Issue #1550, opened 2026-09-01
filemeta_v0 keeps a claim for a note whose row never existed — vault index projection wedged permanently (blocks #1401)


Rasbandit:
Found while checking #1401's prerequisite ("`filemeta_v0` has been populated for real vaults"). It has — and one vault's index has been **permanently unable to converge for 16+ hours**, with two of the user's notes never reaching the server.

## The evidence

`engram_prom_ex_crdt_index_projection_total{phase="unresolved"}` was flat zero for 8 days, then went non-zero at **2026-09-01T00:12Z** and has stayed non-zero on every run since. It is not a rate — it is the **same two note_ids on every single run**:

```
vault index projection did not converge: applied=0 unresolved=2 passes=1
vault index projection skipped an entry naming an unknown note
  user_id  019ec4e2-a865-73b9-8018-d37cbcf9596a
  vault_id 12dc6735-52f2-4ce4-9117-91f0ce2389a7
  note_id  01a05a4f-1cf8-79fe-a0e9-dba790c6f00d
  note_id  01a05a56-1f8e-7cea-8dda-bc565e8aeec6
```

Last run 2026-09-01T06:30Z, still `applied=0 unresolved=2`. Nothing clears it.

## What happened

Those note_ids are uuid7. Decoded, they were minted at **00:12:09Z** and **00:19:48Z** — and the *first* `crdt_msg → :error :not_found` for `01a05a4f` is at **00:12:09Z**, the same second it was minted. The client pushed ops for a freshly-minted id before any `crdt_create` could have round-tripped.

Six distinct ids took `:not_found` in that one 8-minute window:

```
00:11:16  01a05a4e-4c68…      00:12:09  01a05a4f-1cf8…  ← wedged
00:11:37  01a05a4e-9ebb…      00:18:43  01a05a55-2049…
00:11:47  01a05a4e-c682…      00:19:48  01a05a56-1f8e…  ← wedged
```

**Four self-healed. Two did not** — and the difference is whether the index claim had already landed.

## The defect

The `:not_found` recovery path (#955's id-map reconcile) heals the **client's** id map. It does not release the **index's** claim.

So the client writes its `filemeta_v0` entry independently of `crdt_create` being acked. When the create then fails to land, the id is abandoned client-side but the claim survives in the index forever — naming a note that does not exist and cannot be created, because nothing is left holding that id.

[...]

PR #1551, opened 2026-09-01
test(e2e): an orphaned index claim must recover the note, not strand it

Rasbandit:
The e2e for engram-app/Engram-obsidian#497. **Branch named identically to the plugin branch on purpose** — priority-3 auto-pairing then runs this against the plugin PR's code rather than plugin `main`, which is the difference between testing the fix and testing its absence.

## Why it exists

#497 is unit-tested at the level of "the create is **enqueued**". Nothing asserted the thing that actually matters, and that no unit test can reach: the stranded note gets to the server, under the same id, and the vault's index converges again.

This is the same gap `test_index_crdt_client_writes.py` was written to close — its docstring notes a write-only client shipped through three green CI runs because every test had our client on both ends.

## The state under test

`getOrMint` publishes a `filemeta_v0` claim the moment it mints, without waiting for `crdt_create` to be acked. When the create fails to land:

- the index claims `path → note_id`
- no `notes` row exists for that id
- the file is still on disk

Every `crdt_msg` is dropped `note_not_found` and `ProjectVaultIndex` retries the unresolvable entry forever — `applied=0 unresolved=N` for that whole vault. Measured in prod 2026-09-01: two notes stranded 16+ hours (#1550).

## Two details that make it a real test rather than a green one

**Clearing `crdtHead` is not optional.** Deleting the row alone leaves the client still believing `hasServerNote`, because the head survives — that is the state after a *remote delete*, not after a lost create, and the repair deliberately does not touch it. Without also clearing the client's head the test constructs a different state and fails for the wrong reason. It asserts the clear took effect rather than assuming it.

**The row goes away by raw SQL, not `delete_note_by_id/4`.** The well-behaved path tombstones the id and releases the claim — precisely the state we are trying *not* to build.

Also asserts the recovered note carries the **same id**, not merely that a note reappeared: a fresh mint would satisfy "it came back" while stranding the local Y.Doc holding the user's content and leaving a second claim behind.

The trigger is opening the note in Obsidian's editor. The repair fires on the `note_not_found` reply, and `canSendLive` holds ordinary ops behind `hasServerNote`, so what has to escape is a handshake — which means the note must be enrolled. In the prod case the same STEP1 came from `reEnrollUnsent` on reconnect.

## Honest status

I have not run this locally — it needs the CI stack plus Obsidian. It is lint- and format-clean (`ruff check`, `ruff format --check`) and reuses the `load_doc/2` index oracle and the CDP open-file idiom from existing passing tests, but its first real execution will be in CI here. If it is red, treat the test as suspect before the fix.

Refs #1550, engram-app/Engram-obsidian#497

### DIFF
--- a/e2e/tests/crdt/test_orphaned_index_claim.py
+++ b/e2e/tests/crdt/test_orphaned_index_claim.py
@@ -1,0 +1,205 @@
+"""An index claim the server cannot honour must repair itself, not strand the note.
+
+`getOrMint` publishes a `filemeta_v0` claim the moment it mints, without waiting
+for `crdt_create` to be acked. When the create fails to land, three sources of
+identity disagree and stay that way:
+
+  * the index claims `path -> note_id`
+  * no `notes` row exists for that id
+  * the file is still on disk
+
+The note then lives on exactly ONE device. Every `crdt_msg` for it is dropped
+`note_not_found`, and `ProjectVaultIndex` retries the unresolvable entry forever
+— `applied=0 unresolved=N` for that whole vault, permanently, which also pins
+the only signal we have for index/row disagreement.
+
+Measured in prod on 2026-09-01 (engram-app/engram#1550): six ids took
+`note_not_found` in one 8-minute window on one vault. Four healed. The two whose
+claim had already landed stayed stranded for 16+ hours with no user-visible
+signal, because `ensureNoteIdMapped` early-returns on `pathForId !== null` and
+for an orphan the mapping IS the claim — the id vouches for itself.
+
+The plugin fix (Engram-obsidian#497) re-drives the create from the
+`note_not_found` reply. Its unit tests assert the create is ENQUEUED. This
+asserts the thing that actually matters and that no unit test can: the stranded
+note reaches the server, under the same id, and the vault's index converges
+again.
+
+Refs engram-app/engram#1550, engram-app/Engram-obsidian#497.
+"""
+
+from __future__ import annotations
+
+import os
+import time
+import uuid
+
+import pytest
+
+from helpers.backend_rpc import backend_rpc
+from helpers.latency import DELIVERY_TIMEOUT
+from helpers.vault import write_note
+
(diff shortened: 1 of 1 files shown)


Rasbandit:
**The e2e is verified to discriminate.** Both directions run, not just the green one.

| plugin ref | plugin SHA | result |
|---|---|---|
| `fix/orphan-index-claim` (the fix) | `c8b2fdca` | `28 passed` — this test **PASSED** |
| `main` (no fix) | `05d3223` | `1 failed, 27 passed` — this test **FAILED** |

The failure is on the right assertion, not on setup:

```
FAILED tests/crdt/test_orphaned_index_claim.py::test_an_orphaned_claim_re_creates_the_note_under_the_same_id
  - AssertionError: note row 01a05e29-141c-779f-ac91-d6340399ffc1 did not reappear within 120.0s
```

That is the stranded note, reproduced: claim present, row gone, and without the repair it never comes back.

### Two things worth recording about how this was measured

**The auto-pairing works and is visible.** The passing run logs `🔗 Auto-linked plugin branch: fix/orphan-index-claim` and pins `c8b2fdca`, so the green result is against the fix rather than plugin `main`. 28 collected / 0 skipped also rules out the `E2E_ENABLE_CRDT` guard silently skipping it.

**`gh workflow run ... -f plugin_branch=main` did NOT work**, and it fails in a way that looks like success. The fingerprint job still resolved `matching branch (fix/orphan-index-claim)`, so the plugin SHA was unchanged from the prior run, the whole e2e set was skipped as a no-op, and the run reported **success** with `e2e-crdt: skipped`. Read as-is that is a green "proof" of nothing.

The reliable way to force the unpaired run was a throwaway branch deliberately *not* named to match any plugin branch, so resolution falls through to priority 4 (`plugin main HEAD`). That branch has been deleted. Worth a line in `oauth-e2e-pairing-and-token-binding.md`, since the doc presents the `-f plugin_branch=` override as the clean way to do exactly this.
• • •
**TASK DESCRIPTION**
When the word "unit" appears in a line of the listing, copy that line.

**ANSWER TO THIS PROBLEM**
#497 is unit-tested at the level of "the create is **enqueued**". Nothing asserted the thing that actually matters, and that no unit test can reach: the stranded note gets to the server, under the same id, and the vault's index converges again.
+`note_not_found` reply. Its unit tests assert the create is ENQUEUED. This
+asserts the thing that actually matters and that no unit test can: the stranded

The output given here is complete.